[[ Listed records open ]]

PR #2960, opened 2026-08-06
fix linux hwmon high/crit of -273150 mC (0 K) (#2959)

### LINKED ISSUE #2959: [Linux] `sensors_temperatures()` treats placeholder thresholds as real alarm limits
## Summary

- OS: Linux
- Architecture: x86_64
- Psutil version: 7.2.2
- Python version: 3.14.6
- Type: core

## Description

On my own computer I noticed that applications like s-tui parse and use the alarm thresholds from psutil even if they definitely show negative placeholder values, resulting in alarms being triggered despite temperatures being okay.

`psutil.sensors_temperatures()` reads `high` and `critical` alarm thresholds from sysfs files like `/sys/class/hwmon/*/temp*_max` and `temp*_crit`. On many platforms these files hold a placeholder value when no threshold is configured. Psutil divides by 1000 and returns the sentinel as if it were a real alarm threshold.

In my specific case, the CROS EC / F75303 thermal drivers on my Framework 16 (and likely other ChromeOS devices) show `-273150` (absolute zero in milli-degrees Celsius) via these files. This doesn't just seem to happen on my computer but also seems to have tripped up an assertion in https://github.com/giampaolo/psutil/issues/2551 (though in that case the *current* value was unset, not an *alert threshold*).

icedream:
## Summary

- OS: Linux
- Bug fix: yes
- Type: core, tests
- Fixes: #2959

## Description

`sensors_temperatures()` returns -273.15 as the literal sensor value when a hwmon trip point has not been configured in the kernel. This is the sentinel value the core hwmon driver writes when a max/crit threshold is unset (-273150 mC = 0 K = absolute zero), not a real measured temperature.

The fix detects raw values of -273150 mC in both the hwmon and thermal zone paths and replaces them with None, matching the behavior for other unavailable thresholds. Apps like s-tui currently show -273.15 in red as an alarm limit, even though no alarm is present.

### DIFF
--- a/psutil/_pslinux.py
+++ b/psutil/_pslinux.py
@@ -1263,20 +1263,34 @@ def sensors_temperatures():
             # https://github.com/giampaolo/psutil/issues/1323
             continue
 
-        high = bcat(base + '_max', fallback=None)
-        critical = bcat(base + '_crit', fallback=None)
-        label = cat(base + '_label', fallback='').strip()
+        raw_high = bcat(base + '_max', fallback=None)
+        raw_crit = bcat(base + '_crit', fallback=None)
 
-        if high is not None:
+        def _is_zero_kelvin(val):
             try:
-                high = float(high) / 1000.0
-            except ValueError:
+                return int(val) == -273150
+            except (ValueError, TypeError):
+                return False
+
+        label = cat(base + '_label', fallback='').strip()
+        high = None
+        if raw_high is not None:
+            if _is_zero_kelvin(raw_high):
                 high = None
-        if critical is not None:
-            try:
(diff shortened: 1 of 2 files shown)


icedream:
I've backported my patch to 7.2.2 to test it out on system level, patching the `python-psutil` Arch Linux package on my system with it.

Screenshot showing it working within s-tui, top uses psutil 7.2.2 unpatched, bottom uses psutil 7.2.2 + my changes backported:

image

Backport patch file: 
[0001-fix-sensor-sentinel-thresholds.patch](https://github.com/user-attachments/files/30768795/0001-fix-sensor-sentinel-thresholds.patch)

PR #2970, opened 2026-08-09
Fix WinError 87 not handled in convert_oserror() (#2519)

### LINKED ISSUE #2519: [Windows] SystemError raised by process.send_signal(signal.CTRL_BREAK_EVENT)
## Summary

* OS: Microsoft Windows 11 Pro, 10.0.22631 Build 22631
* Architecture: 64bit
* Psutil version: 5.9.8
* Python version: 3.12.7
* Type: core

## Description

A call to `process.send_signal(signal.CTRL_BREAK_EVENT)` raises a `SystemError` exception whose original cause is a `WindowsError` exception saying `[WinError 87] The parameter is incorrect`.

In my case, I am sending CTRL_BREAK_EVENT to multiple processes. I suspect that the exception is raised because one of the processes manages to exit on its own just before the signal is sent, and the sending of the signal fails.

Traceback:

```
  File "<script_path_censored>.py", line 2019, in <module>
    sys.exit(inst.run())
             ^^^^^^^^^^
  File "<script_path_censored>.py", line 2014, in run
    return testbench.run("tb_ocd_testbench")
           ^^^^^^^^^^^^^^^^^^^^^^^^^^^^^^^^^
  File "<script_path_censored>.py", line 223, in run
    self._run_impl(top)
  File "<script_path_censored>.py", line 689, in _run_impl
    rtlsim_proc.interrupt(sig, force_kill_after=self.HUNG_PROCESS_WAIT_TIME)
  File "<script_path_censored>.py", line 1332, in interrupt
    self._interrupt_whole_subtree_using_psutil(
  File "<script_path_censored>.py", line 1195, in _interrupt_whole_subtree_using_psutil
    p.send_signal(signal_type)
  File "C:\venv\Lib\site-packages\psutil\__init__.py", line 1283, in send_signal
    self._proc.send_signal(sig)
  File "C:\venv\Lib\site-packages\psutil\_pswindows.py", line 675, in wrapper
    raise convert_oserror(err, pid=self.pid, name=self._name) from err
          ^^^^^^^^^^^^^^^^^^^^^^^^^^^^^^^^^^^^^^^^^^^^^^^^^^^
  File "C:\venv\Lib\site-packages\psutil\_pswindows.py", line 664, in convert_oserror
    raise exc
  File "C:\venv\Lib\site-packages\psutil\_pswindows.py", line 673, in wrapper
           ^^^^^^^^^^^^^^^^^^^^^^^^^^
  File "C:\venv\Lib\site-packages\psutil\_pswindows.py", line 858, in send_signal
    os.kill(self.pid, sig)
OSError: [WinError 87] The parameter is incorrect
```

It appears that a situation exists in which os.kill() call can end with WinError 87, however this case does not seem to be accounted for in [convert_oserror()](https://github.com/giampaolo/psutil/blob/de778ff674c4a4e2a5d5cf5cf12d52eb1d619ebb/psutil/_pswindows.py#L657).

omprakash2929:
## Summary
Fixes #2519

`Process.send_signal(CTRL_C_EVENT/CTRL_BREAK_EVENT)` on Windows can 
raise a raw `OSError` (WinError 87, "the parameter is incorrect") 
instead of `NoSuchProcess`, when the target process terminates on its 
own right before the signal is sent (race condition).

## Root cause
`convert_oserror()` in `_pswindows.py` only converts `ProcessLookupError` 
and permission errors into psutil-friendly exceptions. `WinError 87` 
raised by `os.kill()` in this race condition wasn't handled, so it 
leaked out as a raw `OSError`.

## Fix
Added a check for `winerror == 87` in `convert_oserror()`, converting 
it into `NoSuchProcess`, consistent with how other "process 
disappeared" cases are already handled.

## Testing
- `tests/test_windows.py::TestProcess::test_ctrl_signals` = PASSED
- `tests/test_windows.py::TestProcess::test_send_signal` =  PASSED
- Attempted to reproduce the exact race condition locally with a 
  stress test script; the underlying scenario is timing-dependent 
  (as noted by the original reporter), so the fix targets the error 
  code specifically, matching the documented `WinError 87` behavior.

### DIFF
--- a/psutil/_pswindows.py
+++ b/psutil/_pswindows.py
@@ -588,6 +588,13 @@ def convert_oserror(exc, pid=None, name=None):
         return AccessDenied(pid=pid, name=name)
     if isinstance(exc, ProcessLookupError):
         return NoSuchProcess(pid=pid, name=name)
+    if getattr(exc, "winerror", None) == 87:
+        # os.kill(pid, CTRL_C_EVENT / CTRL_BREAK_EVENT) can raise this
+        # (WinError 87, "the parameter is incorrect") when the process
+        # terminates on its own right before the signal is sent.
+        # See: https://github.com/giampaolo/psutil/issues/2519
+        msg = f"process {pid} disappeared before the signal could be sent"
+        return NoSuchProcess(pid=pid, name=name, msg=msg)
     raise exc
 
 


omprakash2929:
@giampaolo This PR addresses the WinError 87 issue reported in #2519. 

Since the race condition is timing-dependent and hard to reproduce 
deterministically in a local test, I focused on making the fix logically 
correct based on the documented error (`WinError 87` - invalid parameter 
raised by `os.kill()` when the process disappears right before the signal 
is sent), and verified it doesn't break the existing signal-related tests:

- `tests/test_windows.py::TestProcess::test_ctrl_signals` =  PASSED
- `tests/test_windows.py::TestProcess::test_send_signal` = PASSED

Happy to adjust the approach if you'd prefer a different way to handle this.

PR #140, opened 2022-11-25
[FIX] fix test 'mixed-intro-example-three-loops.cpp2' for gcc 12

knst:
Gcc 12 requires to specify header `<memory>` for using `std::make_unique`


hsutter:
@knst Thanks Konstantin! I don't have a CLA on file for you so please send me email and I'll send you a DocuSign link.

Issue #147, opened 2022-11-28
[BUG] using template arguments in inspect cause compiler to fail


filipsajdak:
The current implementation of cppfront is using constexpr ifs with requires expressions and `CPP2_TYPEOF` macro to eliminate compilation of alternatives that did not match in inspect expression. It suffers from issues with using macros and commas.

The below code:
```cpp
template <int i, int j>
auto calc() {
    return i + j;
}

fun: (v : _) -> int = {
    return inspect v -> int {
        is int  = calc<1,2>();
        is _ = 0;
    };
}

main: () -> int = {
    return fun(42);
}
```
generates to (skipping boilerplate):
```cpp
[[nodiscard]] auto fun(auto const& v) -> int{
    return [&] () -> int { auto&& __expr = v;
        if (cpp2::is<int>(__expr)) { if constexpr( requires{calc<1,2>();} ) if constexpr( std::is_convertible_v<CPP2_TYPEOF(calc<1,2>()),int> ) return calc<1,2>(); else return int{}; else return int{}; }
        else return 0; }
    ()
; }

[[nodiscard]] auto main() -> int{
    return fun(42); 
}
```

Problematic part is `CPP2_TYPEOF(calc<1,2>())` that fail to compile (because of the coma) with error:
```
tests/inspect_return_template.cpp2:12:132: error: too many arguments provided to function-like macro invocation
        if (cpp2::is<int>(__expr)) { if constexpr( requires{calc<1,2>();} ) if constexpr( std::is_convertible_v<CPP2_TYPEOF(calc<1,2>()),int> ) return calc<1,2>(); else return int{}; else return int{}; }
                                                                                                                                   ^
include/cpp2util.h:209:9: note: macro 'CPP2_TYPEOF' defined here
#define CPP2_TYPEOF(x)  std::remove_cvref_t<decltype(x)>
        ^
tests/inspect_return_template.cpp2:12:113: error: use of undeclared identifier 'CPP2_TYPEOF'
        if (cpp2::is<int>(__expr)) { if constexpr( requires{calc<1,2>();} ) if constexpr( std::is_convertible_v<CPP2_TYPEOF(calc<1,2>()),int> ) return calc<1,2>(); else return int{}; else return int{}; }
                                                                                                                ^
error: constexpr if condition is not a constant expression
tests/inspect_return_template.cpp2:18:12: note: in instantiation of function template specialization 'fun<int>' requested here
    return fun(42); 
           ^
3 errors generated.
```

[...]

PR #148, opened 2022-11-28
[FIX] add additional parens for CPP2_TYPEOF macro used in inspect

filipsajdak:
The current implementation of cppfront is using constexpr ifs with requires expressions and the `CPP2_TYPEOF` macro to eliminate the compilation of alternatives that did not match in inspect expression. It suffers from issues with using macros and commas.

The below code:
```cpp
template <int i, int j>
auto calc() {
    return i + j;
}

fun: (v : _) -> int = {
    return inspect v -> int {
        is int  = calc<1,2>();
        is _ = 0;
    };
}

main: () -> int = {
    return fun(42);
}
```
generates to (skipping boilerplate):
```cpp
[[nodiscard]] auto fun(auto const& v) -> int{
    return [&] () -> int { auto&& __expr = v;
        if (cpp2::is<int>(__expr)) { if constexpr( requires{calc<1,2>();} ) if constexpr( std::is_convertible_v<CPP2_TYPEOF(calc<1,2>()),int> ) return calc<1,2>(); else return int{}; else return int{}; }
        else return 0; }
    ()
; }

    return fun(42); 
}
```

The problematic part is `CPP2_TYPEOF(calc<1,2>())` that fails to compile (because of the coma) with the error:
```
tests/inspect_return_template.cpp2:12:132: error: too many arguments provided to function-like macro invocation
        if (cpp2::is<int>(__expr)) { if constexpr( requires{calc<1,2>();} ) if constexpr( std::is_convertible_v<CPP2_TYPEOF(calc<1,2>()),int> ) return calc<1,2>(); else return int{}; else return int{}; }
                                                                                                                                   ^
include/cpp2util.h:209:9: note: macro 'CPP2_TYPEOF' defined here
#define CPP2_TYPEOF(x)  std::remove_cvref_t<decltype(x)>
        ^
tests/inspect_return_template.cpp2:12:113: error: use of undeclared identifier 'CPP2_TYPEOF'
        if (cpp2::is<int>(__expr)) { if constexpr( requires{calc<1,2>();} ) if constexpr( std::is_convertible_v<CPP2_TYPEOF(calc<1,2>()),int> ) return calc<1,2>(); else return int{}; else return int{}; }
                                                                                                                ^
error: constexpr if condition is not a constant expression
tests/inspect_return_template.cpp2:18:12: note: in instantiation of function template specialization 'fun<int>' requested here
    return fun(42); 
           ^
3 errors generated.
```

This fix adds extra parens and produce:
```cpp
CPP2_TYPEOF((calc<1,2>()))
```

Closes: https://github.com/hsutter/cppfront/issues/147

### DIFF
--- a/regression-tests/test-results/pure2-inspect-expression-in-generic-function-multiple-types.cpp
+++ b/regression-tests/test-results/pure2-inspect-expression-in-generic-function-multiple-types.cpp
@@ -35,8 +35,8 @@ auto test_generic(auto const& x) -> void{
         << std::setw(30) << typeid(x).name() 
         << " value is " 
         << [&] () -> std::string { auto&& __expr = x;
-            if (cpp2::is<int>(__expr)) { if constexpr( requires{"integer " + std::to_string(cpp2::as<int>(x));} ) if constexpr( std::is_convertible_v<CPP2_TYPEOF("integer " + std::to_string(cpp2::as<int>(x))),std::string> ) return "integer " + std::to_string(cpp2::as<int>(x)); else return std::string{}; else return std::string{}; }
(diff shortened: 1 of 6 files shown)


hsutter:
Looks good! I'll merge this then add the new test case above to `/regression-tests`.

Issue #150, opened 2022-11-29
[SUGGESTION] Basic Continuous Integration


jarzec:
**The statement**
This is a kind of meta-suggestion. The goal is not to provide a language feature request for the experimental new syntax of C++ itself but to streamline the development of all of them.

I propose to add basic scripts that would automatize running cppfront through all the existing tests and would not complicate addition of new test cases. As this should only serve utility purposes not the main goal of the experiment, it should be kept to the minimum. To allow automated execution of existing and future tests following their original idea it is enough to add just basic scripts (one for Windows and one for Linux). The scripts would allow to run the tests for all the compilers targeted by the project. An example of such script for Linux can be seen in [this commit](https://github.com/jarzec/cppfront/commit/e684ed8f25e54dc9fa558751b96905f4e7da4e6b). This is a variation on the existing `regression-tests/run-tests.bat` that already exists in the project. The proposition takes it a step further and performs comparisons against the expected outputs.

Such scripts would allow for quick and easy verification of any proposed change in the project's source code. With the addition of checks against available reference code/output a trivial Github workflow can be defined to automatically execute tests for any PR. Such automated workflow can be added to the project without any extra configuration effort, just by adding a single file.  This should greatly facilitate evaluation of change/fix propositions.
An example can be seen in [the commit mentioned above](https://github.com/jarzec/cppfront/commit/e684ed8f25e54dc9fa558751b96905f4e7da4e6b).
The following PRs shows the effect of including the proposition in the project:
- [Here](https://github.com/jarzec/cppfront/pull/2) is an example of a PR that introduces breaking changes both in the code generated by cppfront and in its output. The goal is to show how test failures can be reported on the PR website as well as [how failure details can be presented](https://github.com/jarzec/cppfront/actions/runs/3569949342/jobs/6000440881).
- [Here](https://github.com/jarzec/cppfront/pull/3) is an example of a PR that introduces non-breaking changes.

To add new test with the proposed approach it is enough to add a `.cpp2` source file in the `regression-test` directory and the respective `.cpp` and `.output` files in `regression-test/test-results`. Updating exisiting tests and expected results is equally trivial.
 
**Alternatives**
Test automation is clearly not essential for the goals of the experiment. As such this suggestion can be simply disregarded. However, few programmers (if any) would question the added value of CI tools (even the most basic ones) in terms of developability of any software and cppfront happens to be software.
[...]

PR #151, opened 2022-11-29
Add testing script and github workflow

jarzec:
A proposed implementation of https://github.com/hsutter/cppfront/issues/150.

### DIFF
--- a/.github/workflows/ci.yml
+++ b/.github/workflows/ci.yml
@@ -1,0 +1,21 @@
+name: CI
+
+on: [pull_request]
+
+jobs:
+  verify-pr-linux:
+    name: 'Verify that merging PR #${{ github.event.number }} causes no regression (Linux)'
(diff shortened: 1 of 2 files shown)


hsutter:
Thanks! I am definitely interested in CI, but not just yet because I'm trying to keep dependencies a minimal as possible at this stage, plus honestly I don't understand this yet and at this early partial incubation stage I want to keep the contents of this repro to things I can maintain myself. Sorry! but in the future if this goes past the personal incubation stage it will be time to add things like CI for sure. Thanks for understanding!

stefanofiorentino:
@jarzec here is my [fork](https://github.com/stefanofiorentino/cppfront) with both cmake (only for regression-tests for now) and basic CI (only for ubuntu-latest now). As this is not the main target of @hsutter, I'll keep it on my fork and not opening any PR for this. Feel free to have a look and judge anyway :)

[[ Listed records closed ]]

# Activity
All that is wanted is the stretch of lines above from the one containing "raw_high = bcat(base + '_max', fallback=None)" through the one containing "float(high) / 1000.0", duplicated exactly.

# Task answer
+        raw_high = bcat(base + '_max', fallback=None)
+        raw_crit = bcat(base + '_crit', fallback=None)
 
-        if high is not None:
+        def _is_zero_kelvin(val):
             try:
-                high = float(high) / 1000.0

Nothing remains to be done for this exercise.